If live execution matches the simulated pattern, this experiment would support the following conclusions:

  • Cold start is not a single opaque delay; it can be decomposed into platform, dependency, framework, and app-init phases.
  • Heavy dependency sets can dominate total cold start more than the function handler itself.
  • Artificially slow startup code is clearly distinguishable from platform host startup when trace markers are added.
  • Flex Consumption improves baseline cold-start behavior, but customer code and dependency footprint still materially matter.
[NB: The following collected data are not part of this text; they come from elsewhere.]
Issue #106, opened 2020-02-23
Support simple protocol imports and units_of()


jonc125:
Test by creating a Python version of https://chaste.cs.ox.ac.uk/trac/browser/chaste/projects/FunctionalCuration/test/TestS1S2Protocol.hpp

- [x] Test `units_of` first with `test_clamping.py:test_clamping_with_variable_units` - can be separate PR
- [x] Then LR91 model tests basic import functionality
    - [x] Top-level import of a protocol, merging model interface
    - [x] Overriding stimulus current definition - should be done by #97 but check!
    - [x] The `units_of` construct in a larger equation: `0 :: units_of(oxmeta:membrane_stimulus_current_amplitude)`
- [x] Noble model tests with time units conversion - shouldn't really need anything further implemented after the above, just check it works!
- [x] I'm not sure how much of the manifest is currently implemented in the Python FC code. Check, and open a separate issue for that if necessary - don't consider it part of this one. --> See #148 

Blocked by #95. Part of #23.

MichaelClerx:
Did the `units_of` part, but what next @jonc125 ? Imports are tested in `test_nested_protocols`, as far as I can see

jonc125:
There's the first bit of the description:
> Test by creating a Python version of https://chaste.cs.ox.ac.uk/trac/browser/chaste/projects/FunctionalCuration/test/TestS1S2Protocol.hpp

Only nested protocol imports are already tested, not the import usage in `test_S1S2.txt`.

MichaelClerx:
Noble s1s2 test uses unit conversion _within equations_, see discussion on #144

MichaelClerx:
When should `units_of` be resolved, by the way? Is _before_ any model modifications?

jonc125:
Typically it'll be used for variables not given units in the protocol (since otherwise you'd know the units). But if applied to a variable that had specified units I think using those the protocol sets would be most expected?

--
Written on a smartphone; please excuse brevity!
________________________________

MichaelClerx:
We'd better check that then

PR #144, opened 2020-04-01
Started on s1s2 protocol test.

MichaelClerx:
See #106


MichaelClerx:
@jonc125 how much of the C++ code do I need to port, or does test_support do all of that for me?

It seems to run now but with errors. Not sure where to begin!

jonc125:
You can port features iteratively. Basic running of the protocol and checking outputs have expected values will be the same as other Python tests. I'm not sure if we have one that overrides an input, but that can use `Protocol.set_input()`. The manifest will definitely be different because the Python code writes a .h5 file rather than lots of .csv; I can't recall what its manifest generation is like off hand!

MichaelClerx:
Hi @jonc125 , need some help with this!

In particular:
- is it OK to gather up all the units from imported protocols and nested simulations into a single namespace the way we are doing now? (And how do nested simulations define a new model interface or units anyway??)
- what counts as 1 or 2d in the static test files? It doesn't seem to matter what I fill in in `test_s1_s2_lr191`, but I can't get `test_s1_s2` to pass with any combination of 1s and 2s 
- do we need the manifest checking stuff from C++ ? Why was that particular to this S1S2 protocol test and not some general test?
- why does the C++ code appear to change the S1S2 protocol, and do we need to recreate that in these tests? (And if so, how come it passes at the moment?)
- The `check_results` method seems to check the entire results file. Does that mean I won't need the numbers etc. used in the C++ code output checking?

jonc125:
> Is it OK to gather up all the units from imported protocols and nested simulations into a single namespace the way we are doing now? (And how do nested simulations define a new model interface or units anyway??)

Yes, this is fine. In nested simulations these come from nested protocols, and the intended behaviour here is that all the model interface sections get merged into one.

> Do we need the manifest checking stuff from C++ ? Why was that particular to this S1S2 protocol test and not some general test?

It would probably be better in a test specific to the manifest. The S1-S2 test was I think the first whole protocol test written for the C++ implementation, so checking the manifest made sense in that context.

> Why does the C++ code appear to change the S1S2 protocol, and do we need to recreate that in these tests? (And if so, how come it passes at the moment?)

What do you mean by change? It changes a protocol input, which is intentional, and reduces the run time so it works as a unit test (rather than the default longer run in a nightly test).

> What counts as 1 or 2d in the static test files? It doesn't seem to matter what I fill in in `test_s1_s2_lr191`, but I can't get `test_s1_s2` to pass with any combination of 1s and 2s

The reference data for this protocol is all 1d - vectors rather than matrices. You can tell that from the first non-comment line, which specifies num_dims, shape. The 2d load is special in that it assumes 2d with no header line.

> The `check_results` method seems to check the entire results file. Does that mean I won't need the numbers etc. used in the C++ code output checking?

The reference data is for the full S1-S2 protocol. The numbers in the C++ code are for simpler results from the cut-down run. So actually you shouldn't need `test_support.check_results` for this: just check `actual = proto.output_env.look_up(name)` against the hardcoded numbers directly.

fc/protocol.py
```diff
@@ -302,8 +282,13 @@ def process_ns_map(ns_map):
                 self.outputs.extend(imported_proto.outputs)
                 self.plots.extend(imported_proto.plots)
 
-                # Process interface
-                # process_interface(imported_proto.model_interface)
+                # Merge model interface
```
jonc125, line 285: This implementation looks OK to me!

MichaelClerx:
@jonc125 It works for the LR1991 model now, and the full S1S2 protocol on Courtemanche works too.

The Noble model that requires time unit conversion fails the assertions within the protocol*. Could you have a look and see if you know why, or give me some hint on how to start debugging? 

One thing I was wondering about is _when_ the input gets used. As it happens the test code has a set_model _before_ the set_input line, so when we pass in the input the model should already have a time variable in ms, so should be ok?

(_*should we maybe update the error gathering code so that no errors occurring _after_ a protocol assertion are displayed to the user? Assertions are usually sanity checks, no? So that anything that happens after failing one is undefined and most likely irrelevant for debugging?_)

MichaelClerx:
> Can't get the earm noble model to pass in graphstate either...

...but `difrancesco_noble_model_1985` passes graphstate-with-units-conversion, and gives the same errors when used here. So that wasn't it!

MichaelClerx:
OK, _without_ setting the input we get the same errors, so not related to that

MichaelClerx:
I'm finding the error message very hard to read, but as far as I can work out it's this line:
```
E     /home/michael/dev/weblab/fc/fc/library/CardiacLibrary.txt:70:5	    assert fromBasicLib:MultiFold(@2:MathML:min, dVdt) < dvdtThreshold && fromBasicLib:MultiFold(@2:MathML:max, dVdt) > dvdtThreshold
```
so... no steep enough upstroke is detected?

The way the protocol is written it doesn't actually require any conversion on the stimulus current variable, so I'm guessing that's OK.

Voltage is in mV in both model and protocol, so that should be OK too, so does look to be down to time then...

MichaelClerx:
Time units are set using `output oxmeta:time units ms` in the protocol, which seems slightly dubious to me, as we're changing time throughout the protocol so it must also act as an input.
However, adding `independent var units ms` doesn't solve the issue

MichaelClerx:
The model equation uses `oxmeta:membrane_stimulus_current_duration` without defining it as an input or output. How is that not an error? It needs its units converted anyway, I'm guessing

MichaelClerx:
Right. I can make it pass now, but only by modifying the protocol with two extra lines:

```
    independent var units ms
    input oxmeta:membrane_stimulus_current_duration units ms = 2
```

The first makes `fc` use the "input" rule for converting the time variable, which is vital, because we set the time variable when we define the simulation times.

The second makes sure that the `_duration` is in the correct units, although it also overwrites the value which is not something we want to do here.
We can try using `output oxmeta:membrane_stimulus_current_duration units ms` here, but that unit conversion only gets applied _after_ model modifications, so the equation for the stimulus current we define still uses the unconverted variable.

I'm sure I've talked about this before but I don't think we should tie specifying units to the `input` or `output` statements. In the above `time` was clearly used as an output, but it was implicitly an input and requiring the user to think about this (and having a special construct to change the units of the time variable) seems a very silly and unhelpful thing to do.
Secondly, variables used in equations are neither outputs or inputs, but do require unit conversion if we're to have any idea about whether the equations make sense or not. The user also shouldn't have to know about the order of execution within FC protocol interpretation, or about the fact that there's a different conversion rule for inputs and outputs.

jonc125:
An alternative hack might be
```
input oxmeta:membrane_stimulus_current_duration units ms
```
But really we don't want to have to change existing protocols on the Web Lab in order to switch back-ends. At least at first.

So, as partly discussed on Slack, can we:
1. Handle time as an output specially. Perhaps make `_convert_time_if_needed` check `self.outputs` for `oxmeta:time` in a new `else` clause?
2. Try to convert units within equations added by `define`. The challenge here is that we really need the conversions to happen *within* equations, which isn't a use case we'd considered thus far with cellmlmanip, because you have things like `calculation_involving_oxmeta:time <= oxmeta:membrane_stimulus_current_duration` buried inside an `if` clause. So either
    a. we need more complex units conversion code, or
    b. we need to keep variables in defines in their pre-conversion units until after the equations have been changed.

(2a) may be very difficult to code; I'm not sure.

(2b) could have unintended consequences, e.g. causing the same issue in reverse for cases where some variables in equations are created by the protocol.

jonc125:
> One thing I was wondering about is _when_ the input gets used. As it happens the test code has a set_model _before_ the set_input line, so when we pass in the input the model should already have a time variable in ms, so should be ok?

Yes, protocol inputs are only set after the model has been associated with the protocol and the interface changes applied.

> (_*should we maybe update the error gathering code so that no errors occurring _after_ a protocol assertion are displayed to the user? Assertions are usually sanity checks, no? So that anything that happens after failing one is undefined and most likely irrelevant for debugging?_)

That's an interesting idea. We could certainly put an obvious break in the output after the first assertion stating that later errors are likely to be caused by errors above. (We could even put a similar disclaimer at the top of the error output!)

protocols/S1S2.txt
```diff
@@ -54,6 +54,9 @@ units {
 }
 
 model interface {
+    independent var units ms
```
jonc125, line 57: As noted in the comments, I'd rather not have to change protocols to get them working.

MichaelClerx:
>     1. 
> 
>     2. Try to convert units within equations added by `define`. The challenge here is that we really need the conversions to happen _within_ equations, which isn't a use case we'd considered thus far with cellmlmanip, because you have things like `calculation_involving_oxmeta:time <= oxmeta:membrane_stimulus_current_duration` buried inside an `if` clause. So either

13. What this does NOT prove

  • It does not prove exact cold-start numbers for all regions, runtimes, or trigger types.
  • It does not prove that every long cold start is a platform issue.
  • It does not prove package restoration is always remote download time; some of that window may be package mount, extraction, import, or filesystem access.
  • It does not prove behavior for Premium, Dedicated, Durable Functions, or non-HTTP triggers.
  • It does not replace customer-specific telemetry from an actual production incident.

14. Support takeaway

When a customer reports cold start:

  1. Ask which hosting plan they use and whether Flex always-ready is enabled.
  2. Ask whether the app recently added large dependencies or heavy startup logic.
  3. Compare first-request duration with warm-request duration.
  4. Collect request + trace correlation for one known cold invocation.
  5. Identify whether delay is before user code, during imports, or inside app initialization.

Decision heuristic:

  • Delay before user traces appear -> investigate host/platform/package acquisition.
  • Delay between import markers -> investigate dependency tree and framework startup.
  • Delay between app-init markers -> investigate customer startup logic and global object creation.
  • Delay only inside handler -> cold start might be secondary; investigate downstream dependency latency.

15. Reproduction notes

  • Cold-start timing is sensitive to idle duration; use a conservative idle gap such as 10-15 minutes.
  • Repeat enough times to avoid overfitting to one noisy platform allocation event.
  • Keep deployment artifacts stable during the test window; redeployment can change package acquisition characteristics.
  • For Flex Consumption, document whether always-ready is 0 or nonzero, because that changes interpretation.
  • Disable or reduce telemetry sampling for the experiment window so startup traces are not lost.
  • If host startup exceeds 30 seconds on Flex Consumption, Microsoft documents startup timeout considerations for app initialization; treat such runs as a separate failure mode, not just a slow cold start.